I Accidentally Wrote A Gemini Server

A couple of weeks ago I moved my Gemini game SpellBinding to my own VPS server.

For context, my games are absolutely minimal CGIs, under 40Kb written in C binaries. I wrote them that way because I am a minimalist, and my plan was to run them on a tilde I had an account on; as a good neighbor I wanted to use the absolute smallest amount of resources.

Unfortunately, not all tilde users feel the same way (or realize that running their Python script is eating a sizeable chunk of the CPU). And tildes are run by people doing other things, who often don't notice (or care) that the Gemini server is down or that system utilization is way out of control. And sometimes they just decide to shut it down.

After a few years I got tired of frantically moving my game around, and got a VPS server from AWS. It took me about 20 minutes to set it up -- all but the Gemini server.

There are a bunch of them on the Awsome Gemini list, but my hope was to find one written in C. And it has to support CGI. It took me a week to go through a lot of them (I even gave up on C and tried ones in other languages) but none worked correctly.

Eventually, @ingrix contacted me on BBS and suggested his server, polluxd. After a few rounds of debugging, the games are up here:

gemini://spell.ddns.net/games/index.gmi

But in the meantime

This took a bit too long for my liking, and a couple of days in with my VPS idling, I started sketching out an idea for my own server.

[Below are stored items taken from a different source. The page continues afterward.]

Issue #4976, opened 2021-02-28
vscode  does not work with jupyter /Cannot read property 'then' of undefined /jupyter server is not starting


pleabargain:
## Environment data

-   VS Code version: - Version: 1.53.2
Commit: 622cb03f7e070a9670c94bae1a45d78d7181fbd4
Date: 2021-02-11T11:48:44.518Z
Electron: 11.2.1
Chrome: 87.0.4280.141
Node.js: 12.18.3
V8: 8.7.220.31-electron.0
OS: Linux x64 5.4.0-66-generic snap
-   Jupyter Extension version (available under the Extensions sidebar): XXX
- Jupyter
ms-toolsai.jupyter
Microsoft
9,948,266
Repository
License
v2021.2.603412351
Jupyter notebook support, interactive programming and computing that supports Intellisense, debugging and more.

-   Python Extension version (available under the Extensions sidebar): XXX
- Python
ms-python.python
Microsoft
v2021.2.582707922
-   OS  Linux distro) and version:ubuntu 20.04
- 
- python3 --version
Python 3.8.5
-   Type of virtual environment used N/A 
-   Jupyter server running: Local 
jupyter server is not starting!

## Expected behaviour
ctrl + enter to run cell
run code

## Actual behaviour
error:
Cannot read property 'then' of undefined /jupyter server is not starting

## Steps to reproduce:

a = "test"
print(a)

no output/ jupyter server does not start
https://i.imgur.com/dHcMDYm.png

![vscode does not work with jupyterPeek 2021-02-28 15-37](https://user-images.githubusercontent.com/640846/109420447-39d52200-79db-11eb-9932-65d992420532.gif)

joyceerhl:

CGI is an atrocious solution -- spinning up a process to run a tiny program, then killing it, two times per user click. And inside the CGI, I have to load the game, then look up the user in the database, then load and update global game stats. That's been annoying me since the beginning.

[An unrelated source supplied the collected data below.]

PR #5094, opened 2021-03-09
remove All option from opt in/out of experiments

DavidKutu:

### DIFF
--- a/package.json
+++ b/package.json
@@ -1353,8 +1353,7 @@
                     "default": [],
                     "items": {
                         "enum": [
-                            "CustomEditor",
-                            "All"
+                            "CustomEditor"
                         ]
                     },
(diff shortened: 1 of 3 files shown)


package.json
```diff
@@ -1353,8 +1353,7 @@
                     "default": [],
                     "items": {
                         "enum": [
-                            "CustomEditor",
-                            "All"
+                            "CustomEditor"
```
IanMatthewHuff, line 1356: Was it just to remove the autocomplete for this? experiements/services.ts still has the code in it to use 'All' it just would not show up as an autocomplete option.

IanMatthewHuff: Looks good. At least that's assuming that we want to remove the option from people who have already specified it? But that was how I understood it at least.

Issue #4947, opened 2021-02-24
Native Notebooks - Python env for specific notebook is not remembered between sessions


jaymegordo:
## Environment data
Version: 1.54.0-insider
Commit: c47da720f351455681978a48edc4d9a0d095ea0e
Date: 2021-02-24T12:22:35.736Z
Electron: 11.3.0
Chrome: 87.0.4280.141
Node.js: 12.18.3
V8: 8.7.220.31-electron.0
OS: Darwin x64 20.3.0

-   VS Code version: 1.54.0-insider
-   Jupyter Extension version: v2021.3.593162453
-   Python Extension version: v2021.3.593199507-dev
-   OS and version: Darwin x64 20.3.0
-   Python and/or Anaconda version: 3.8.1
-   Type of virtual environment used: Conda
-   Jupyter server running: Local

## Expected behaviour

Specific conda env is remembered for .ipynb notebook between vscode restarts/reloads.

## Actual behaviour

After every restart jupyter env reverts to the same conda env instead of the one set for current notebook. (same one every time, seems to be arbitrary, cant find anywhere this is defined).

## Steps to reproduce:

[**NOTE**: Self-contained, minimal reproducing code samples are **extremely** helpful and will expedite addressing your issue]

1. Open my_notebook.ipynb
2. reload window
3. reopen my_notebook.ipynb

## Logs

<details>

<summary>Output for <code>Jupyter</code> in the <code>Output</code> panel (<code>View</code>→<code>Output</code>, change the drop-down the upper-right of the <code>Output</code> panel to <code>Jupyter</code>)
</summary>

<p>

```
XXX
```

</p>
</details>

DonJayamanne:
@jaymegordo we udpate the kernel information in the ipynb file only if a cell has been executed.
Please could you execute a cell in the notebook and confirm the environment is still not remembered between sessions.

jaymegordo:
@DonJayamanne yes definitely confirmed the env is not remembered even after executing cells. I have multiple notebooks I'm working in and the env is never remembered after I call "reload window".

I also:
- created a brand new test.ipynb
- changed to different env
- ran cells
- reloaded
- environment switched back to a different one

This issue only started happening within the last couple weeks, but happens on both 1.53.0 and 1.54.0, so I'd guess maybe a recent change in the jupyter extension?

In my case the env always switches back to `/opt/miniconda3/envs/573/bin/python`, but I can't find anywhere that would be defined as a hard default or anything.

[...]

PR #5097, opened 2021-03-09
Ignore errors when getting activated env variables

DonJayamanne:
For #5093 (originally reported in #4947)

### DIFF
--- a/src/client/api/pythonApi.ts
+++ b/src/client/api/pythonApi.ts
@@ -266,7 +266,7 @@ export class EnvironmentActivationService implements IEnvironmentActivationServi
     ): Promise<NodeJS.ProcessEnv | undefined> {
         return this.apiProvider
             .getApi()
-            .then((api) => api.getActivatedEnvironmentVariables(resource, interpreter, true));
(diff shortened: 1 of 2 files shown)


src/client/api/pythonApi.ts
```diff
@@ -266,7 +266,7 @@ export class EnvironmentActivationService implements IEnvironmentActivationServi
     ): Promise<NodeJS.ProcessEnv | undefined> {
         return this.apiProvider
             .getApi()
-            .then((api) => api.getActivatedEnvironmentVariables(resource, interpreter, true));
+            .then((api) => api.getActivatedEnvironmentVariables(resource, interpreter, false));
```
DonJayamanne, line 269: I think this is incorrect, if we do'nt have environment variables, we can still try to run the kernel.
Python extension has logging to capture the failure to get env vars & the necessary telemetry as well.

The rationale is, no point not launching the kernel because we couldn't get the activated environment variables, lets at least try to launch the kernel without that, and it might work in a majority of the case.
& if we have issues we can track the error logs and see that it has failed.

rchiodo (approved):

There is fast CGI which doesn't do that, but I still have to rely on a server I don't understand, deal with synchronization issues, and well, I would still have to find one that works well.

Again, my needs are really trivial. I can keep the game state and the user database in memory, so there are no disk accesses. I don't need to and really don't want to run in multiple processes and deal with synchronization issues and interprocess communication. So I need a minimal single-process server that can deal with slow connections gracefully.

Fornax, the server

It took me a day to write it, and a few more to clean up and debug it to the point where it works serving files. If you are reading it, it works.

As it stands today, it is a 28Kb binary, single-process, non-blocking server capable of 64 simultaneous in-flight connections while queuing up maybe hundreds more -- sufficient for my needs, considering I don't think I've ever needed more than 2.

It's memory footprint is around 8MB on my system, and I do not allocate any memory (although OpenSSL does).

I am going to bang on it for a bit, then I will post the source on tildegit.

Thank you for reading this, which helps me debug the server.